Standing in the shadowed balcony that overlooked the parishioners, Buyard Cholik watched as the crowd fidgeted and waited through the singing and the addresses of the young priests speaking of Dien-Ap-Sten's desires for each and every man, woman, and child in the world of men to rise and succeed to their just rewards. The young priests stood on the small stage below Cholik's balcony. Mostly, though, the young priests' messages intoned the virtues of serving the Prophet of the Light and sharing profits with the church so that more good work could be done.
But they were all truly waiting on the Call to the Way of Dreams.
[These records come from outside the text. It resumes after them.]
PR #209, opened 2021-07-05
Add python-based viewer/visualization

johnwlambert:
Adds a python-based viewer for GTSFM results. Supported rendering backends are Mayavi mlab or Open3d:

### as Mayavi spheres:
Screen Shot 2021-07-05 at 7 22 28 PM

### as Open3d points:
Screen Shot 2021-07-05 at 7 19 57 PM

### as Open3d spheres:
Screen Shot 2021-07-05 at 7 21 23 PM


view_scene.py
```diff
@@ -0,0 +1,347 @@
...
+    Args:
+        point_cloud: array of shape (N,3) representing 3d points.
+
+    Returns:
+        mean_pt: coordinates of central point, ignoring outliers.
+    """
+    ranges = np.linalg.norm(point_cloud, axis=1)
+    outlier_thresh = np.percentile(ranges, 75)
+    mean_pt = point_cloud[ranges < outlier_thresh].mean(axis=0)
+    return mean_pt
```
johnwlambert, line 215: let me know if you think there is a better way to do this. Perhaps largest CC of density-based clustering?

view_scene.py
```diff
@@ -0,0 +1,112 @@
...
+
+    Args:
+        args: rendering options.
+    """
+    points_fpath = f"{args.output_dir}/points3D.txt"
+    images_fpath = f"{args.output_dir}/images.txt"
+    cameras_fpath = f"{args.output_dir}/cameras.txt"
+
+    wTi_list, img_fnames = io_utils.read_images_txt(images_fpath)
+    calibrations = io_utils.read_cameras_txt(cameras_fpath)
```
akshay-krishnan, line 48: Unrelated to this PR: shouldnt wTi_list be returned by read_cameras semantically?

view_scene.py
```diff
@@ -0,0 +1,112 @@
...
+
+    point_cloud, rgb = io_utils.read_points_txt(points_fpath)
+
+    mean_pt = compute_point_cloud_center_robust(point_cloud)
+
+    # Zero-center the point cloud (about estimated center)
+    zcwTw = Pose3(Rot3(np.eye(3)), -mean_pt)
+    n = point_cloud.shape[0]
+    for j in range(n):
+        point_cloud[j] = zcwTw.transformFrom(point_cloud[j])
```
akshay-krishnan, line 61: Is it easier to simply do `point_cloud -= mean_pt`?

view_scene.py
akshay-krishnan: clustering sounds like unnecessary computation for visualization. I think this is fine. Alternatively, you could filter out points beyond 2 x sigma or 3 x sigma.

view_scene.py
```diff
@@ -0,0 +1,112 @@
+"""
+Script to render a GTSFM scene using either Open3d or Mayavi mlab.
```
akshay-krishnan, line 2: move to visualization?

visualization/mayavi_vis_utils.py
```diff
@@ -0,0 +1,116 @@
...
+from colour import Color
+from gtsam import Cal3Bundler, Pose3
+from mayavi import mlab
+
+
+from gtsfm.common.view_frustum import ViewFrustum
+
+
+def draw_point_cloud_mayavi(
+    args: argparse.Namespace, fig: mayavi.core.scene.Scene, point_cloud: np.ndarray, rgb: np.ndarray
```
akshay-krishnan, line 21: Is only sphere_radius required? No need pass all arguments.

akshay-krishnan: same for other usages.

view_scene.py
johnwlambert: hmm what do you mean by "return semantically"?

view_scene.py
johnwlambert: so since `point_cloud` is passed by reference, I didn't want to modify it. Every row has a corresponding row in `rgb` that would need to be modified together

view_scene.py
johnwlambert: thanks, updated

visualization/mayavi_vis_utils.py
johnwlambert: i changed it in just two functions. let me know if you think i should change it in more places also

view_scene.py
akshay-krishnan: Is the wTi_list ground truth?

visualization/mayavi_vis_utils.py
```diff
@@ -0,0 +1,117 @@
...
+def draw_point_cloud_mayavi(
+    sphere_radius: float, fig: mayavi.core.scene.Scene, point_cloud: np.ndarray, rgb: np.ndarray
+) -> None:
+    """Render a point cloud as a collection of spheres, using Mayavi.
+
+    Args:
+        sphere_radius: radius of each rendered sphere.
+        fig: Mayavi figure object.
+        point_cloud: array of shape (N,3) representing 3d points.
+        rgb: uint8 array of shape (N,3) representing colors in RGB order, in the range [0,255]
```
akshay-krishnan, line 30: I think point_cloud and rgb should come before sphere_radius in args list.

visualization/mayavi_vis_utils.py
```diff
@@ -0,0 +1,117 @@
...
+def draw_cameras_mayavi(
+    zcwTw: Pose3, fig: mayavi.core.scene.Scene, calibrations: List[Cal3Bundler], wTi_list: List[Pose3]
+) -> None:
+    """Render camera frustums as collections of line segments, using Mayavi mlab.
+
+    Args:
+        zcwTw: transforms world points to a new world frame where the point cloud is zero-centered
+        fig: Mayavi mlab figure object.
+        calibrations: calibration object for each camera
+        wTi_list: list of camera poses for each image
```
akshay-krishnan, line 54: Same here. I honk wTi_list and calibrations should come before, as they are the most important.

visualization/open3d_vis_utils.py
```diff
@@ -0,0 +1,149 @@
...
+) -> List[open3d.geometry.TriangleMesh]:
+    """Create a colored sphere mesh for every point inside the point cloud, using Open3d.
+
+    Note: this is quite computationally expensive.
+
+    Args:
+        sphere_radius: radius of each rendered sphere.
+        point_cloud: array of shape (N,3) representing 3d points.
+        rgb: uint8 array of shape (N,3) representing colors in RGB order, in the range [0,255]
+
```
akshay-krishnan, line 48: Move point_cloud and rgb to first two args?

akshay-krishnan: Because you could potentially have a default radius.

visualization/open3d_vis_utils.py
```diff
@@ -0,0 +1,149 @@
...
+def create_all_frustums_open3d(
+    zcwTw: Pose3, calibrations: List[Cal3Bundler], wTi_list: List[Pose3]
+) -> List[open3d.geometry.LineSet]:
+    """Render camera frustums as collections of line segments, using Open3d.
+
+    Args:
+        zcwTw: transforms world points to a new world frame where the point cloud is zero-centered
+        calibrations: calibration object for each camera
+        wTi_list: list of camera poses for each image
```
akshay-krishnan, line 77: Args order: wTi_list, calibrations, zwcTw?

visualization/open3d_vis_utils.py
```diff
@@ -0,0 +1,149 @@
...
+                lines=open3d.utility.Vector2iVector(lines),
+            )
+            line_set.colors = open3d.utility.Vector3dVector(colors)
+            line_sets.append(line_set)
+
+    return line_sets
+
+
+def draw_scene_open3d(
+    args: argparse.Namespace,
```
akshay-krishnan, line 124: Shouldn’t the args come at the end? I think that is standard.

akshay-krishnan (approved):
Should be good to merge after the above comments are addressed.

view_scene.py
akshay-krishnan: You could make a copy of point_cloud. Broadcasting can be much faster than an explicit for loop.

view_scene.py
johnwlambert: no, it just represents poses stored in a COLMAP-format file.
It could be GT, or it could be the output of GTSFM.

view_scene.py
johnwlambert: oh i see what you mean. good point; i had misunderstood

visualization/mayavi_vis_utils.py
johnwlambert: good point, updated

visualization/mayavi_vis_utils.py
johnwlambert: Sure. I moved `zcwTw` to the end, but still have `fig` as the first arg. let me know if this is what you had in mind

visualization/open3d_vis_utils.py
johnwlambert: good point, updated

visualization/open3d_vis_utils.py
johnwlambert: updated

visualization/open3d_vis_utils.py
johnwlambert: thanks, updated

visualization/open3d_vis_utils.py
akshay-krishnan: documentation has not been updated.

visualization/open3d_vis_utils.py
akshay-krishnan: docs not updated.

visualization/mayavi_vis_utils.py
```diff
@@ -0,0 +1,115 @@
...
+    rgb: np.ndarray,
+    wTi_list: List[Pose3],
+    calibrations: List[Cal3Bundler],
+    zcwTw: Pose3,
+    args: argparse.Namespace,
+) -> None:
+    """Render camera frustums and a 3d point cloud against a white background, using Mayavi.
+
+    Args:
+        point_cloud
```
akshay-krishnan, line 104: missing docstring for point_cloud

visualization/mayavi_vis_utils.py
akshay-krishnan: should be fine

visualization/mayavi_vis_utils.py
johnwlambert: thanks, should be fixed now

visualization/open3d_vis_utils.py
johnwlambert: just fixed it, thanks

visualization/open3d_vis_utils.py
johnwlambert: just updated it ,thanks

visualization/mayavi_vis_utils.py
```diff
@@ -0,0 +1,115 @@
...
+    Args:
+        point_cloud: array of shape (N,3) representing 3d points.
+        rgb: uint8 array of shape (N,3) representing colors in RGB order, in the range [0,255].
+        wTi_list: list of camera poses for each image.
+        calibrations: calibration object for each camera.
+        zcwTw: transforms world points to a new world frame where the point cloud is zero-centered.
+        args: rendering options.
+    """
+    bgcolor = (1, 1, 1)
+    fig = mlab.figure(figure=None, bgcolor=bgcolor, fgcolor=None, engine=None, size=(1600, 1000))  # type: ignore
```
ayushbaid, line 112: Is 1000x1000 size too big?

visualization/mayavi_vis_utils.py
```diff
@@ -0,0 +1,115 @@
...
+def draw_cameras_mayavi(
+    fig: mayavi.core.scene.Scene, wTi_list: List[Pose3], calibrations: List[Cal3Bundler], zcwTw: Pose3
+) -> None:
+    """Render camera frustums as collections of line segments, using Mayavi mlab.
+
+    Args:
+        fig: Mayavi mlab figure object.
+        wTi_list: list of camera poses for each image.
+        calibrations: calibration object for each camera.
+        zcwTw: transforms world points to a new world frame where the point cloud is zero-centered.
```
ayushbaid, line 52: why not just accept points which are zero-centered? I dont see the point of performing centering in this function. This function should just be concerned with viewing.

visualization/view_scene.py
```diff
@@ -0,0 +1,111 @@
...
+def compute_point_cloud_center_robust(point_cloud: np.ndarray) -> np.ndarray:
+    """Robustly estimate the point cloud center.
+
+    Args:
+        point_cloud: array of shape (N,3) representing 3d points.
+
+    Returns:
+        mean_pt: coordinates of central point, ignoring outliers.
+    """
+    ranges = np.linalg.norm(point_cloud, axis=1)
```
ayushbaid, line 31: is there some reference for this?

visualization/view_scene.py
```diff
@@ -0,0 +1,111 @@
...
+    parser = argparse.ArgumentParser(description="Visualize GTSFM result with Mayavi or Open3d.")
+    parser.add_argument(
+        "--rendering_library",
+        type=str,
+        default="mayavi",
+        choices=["mayavi", "open3d"],
+        help="3d rendering library to use.",
+    )
+    parser.add_argument(
+        "--output_dir", type=str, default=os.path.join(REPO_ROOT, "results", "ba_output"), help="Path to GTSFM output"
```
ayushbaid, line 85: I think we should take the full path of the GTSFMData object as input. I don't find `output` term as a clear one.

ayushbaid (changes requested):

visualization/view_scene.py
johnwlambert: So we use 3 file paths inside this directory, to create the GTSFMData. I think providing 1 directory is easier than providing the 3 file paths:
```
    points_fpath = f"{args.output_dir}/points3D.txt"
    images_fpath = f"{args.output_dir}/images.txt"
    cameras_fpath = f"{args.output_dir}/cameras.txt"
```
Maybe I should clarify the argparse docstring for this arg more @ayushbaid ?

visualization/mayavi_vis_utils.py
johnwlambert: so my main idea is here -- we apply a transformation to the points, so we need to apply the same transformation to the cameras.

Would it be simpler if we just transformed the `wTI_list` before plotting the cameras?

visualization/view_scene.py
johnwlambert: so the main idea was to just that the worst outliers were far-away points. So i restrict the range when estimating the center of the point cloud.

visualization/mayavi_vis_utils.py
johnwlambert: on my screen, 1600x1000 took up the whole screen, which made it easier to see in detail the scene.

i think a smaller window is harder to parse visually.

visualization/view_scene.py
ayushbaid: Makes sense. Maybe use '--gtsfm-data-dir' or '--scene-data-dir'?

visualization/mayavi_vis_utils.py
```diff
@@ -0,0 +1,115 @@
+"""
+Utilities for rendering camera frustums and 3d point clouds using the Mayavi mlab library.
+
+Author: John Lambert
```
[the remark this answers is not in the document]
johnwlambert: thanks, updated

visualization/mayavi_vis_utils.py
```diff
@@ -0,0 +1,115 @@
...
+def draw_point_cloud_mayavi(
+    fig: mayavi.core.scene.Scene, point_cloud: np.ndarray, rgb: np.ndarray, sphere_radius: float
+) -> None:
+    """Render a point cloud as a collection of spheres, using Mayavi.
+
+    Args:
+        fig: Mayavi figure object.
+        point_cloud: array of shape (N,3) representing 3d points.
+        rgb: uint8 array of shape (N,3) representing colors in RGB order, in the range [0,255].
+        sphere_radius: radius of each rendered sphere.
```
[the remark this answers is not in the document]
johnwlambert: so we have a default value in the argparse defaults. i would prefer to just keep it there, so we dont have to update defaults in two places (here and in the argparse defaults). the argparse default will flow down to here

visualization/mayavi_vis_utils.py
johnwlambert: cool, so we don't have an explicit GtsfmData instance here, but I moved the camera pose shift to the main loop in `view_scene.py`, before passing it to the Open3d or Mayavi vis utilities.

visualization/view_scene.py
johnwlambert: so when I think of "data dir", I think of the input image directory. And the same for scene data dir. But I cleaned up the `help` description. Let me know if this is clearer now.

ayushbaid (approved):
LGTM!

After the last of the priests finished his message and the final songs were sung, songs that Kabraxis had written himself, which echoed of drumbeats like a hammering heart and melodic pipes that sounded like blood rushing through a man's ears, a dozen acolytes stepped up from the pit in front of the small stage with lighted torches in their hands.
The drums hammered, creating an eerie crescendo that resounded among the rafters of the high-vaulted ceiling. Cymbals crashed as the pipes played.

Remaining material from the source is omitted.